The number of users using the world wide web has seen exponential growth in the last few years. As this number grows, the profile of such users is changing from home users surfing the web at leisure to mobile users who are always under time pressure when accessing the web. For these people, interactive web is often painful because it consumes time and needs attention. What they would like to have instead is a non-interactive architecture that accepts queries, finds the appropriate servers and performs web tasks without user intervention.

In addition, more and more potential users are using devices that are not always connected to the web, such as laptops and PDAs. Such users often need access to the web, but are forced to wait until they can connect to the web either through dial up lines or through fixed terminals. This is unfortunate since many of the tasks that such a user may perform could often be performed without the users intervention.

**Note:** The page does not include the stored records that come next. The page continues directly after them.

Issue #254, opened 2026-07-07
Add ImageIoMode to go-criu


dfeigin-nv:
When https://github.com/checkpoint-restore/criu/pull/3066 is merged, --image-io-mode is not automatically pipelined into go-criu. would it be possible to add it?

adrianreber:
Sure, just open a PR.

dfeigin-nv:
Done. Will it be possible to update go-criu version afterwards?

adrianreber:
A release is always possible. No problem. Especially if it doesn't break API.

PR #255, opened 2026-07-08
rpc: add image_io_mode option (#254)

dfeigin-nv:
Adds the `--image-io-mode` RPC option to go-criu (#254). CRIU [PR #3066](https://github.com/checkpoint-restore/criu/pull/3066) adds the `criu_image_io_mode` enum and `image_io_mode = 72 [default = IMAGE_IO_WRITEBACK]` to `criu_opts`. go-criu generates its bindings from CRIU's `rpc.proto`, so the field has to be mirrored here for callers to set `opts.ImageIoMode`.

As the profile of users is changing, the use of web data is also changing. In the past much of web use was related to recreational or soft data. Today much of web use has migrated to hard or critical data. This is exemplified by the growing popularity of e-commerce sites. Often interactive web browsing involves long waits (hence the acronym world wide wait) and needlessly repetitive tasks. As data becomes more and more critical users are forced to spend more and more fruitless time in such non-productive tasks.

Consider for example, a user who wants to buy tickets for a baseball game from an e-commerce site on the net. A variety of circumstances can lead to a frustrating web experience: the site might be inaccessible or slow; the user might be using a PDA or other device that is incapable of rendering the site's home page; the tickets may not be available until a later date/time, which may be unknown at present; the user may not want to be online until a window of opportunity to actually complete the purchase manifests itself. The question is how to automate such a web transaction to the point where it can be performed when the user is offline.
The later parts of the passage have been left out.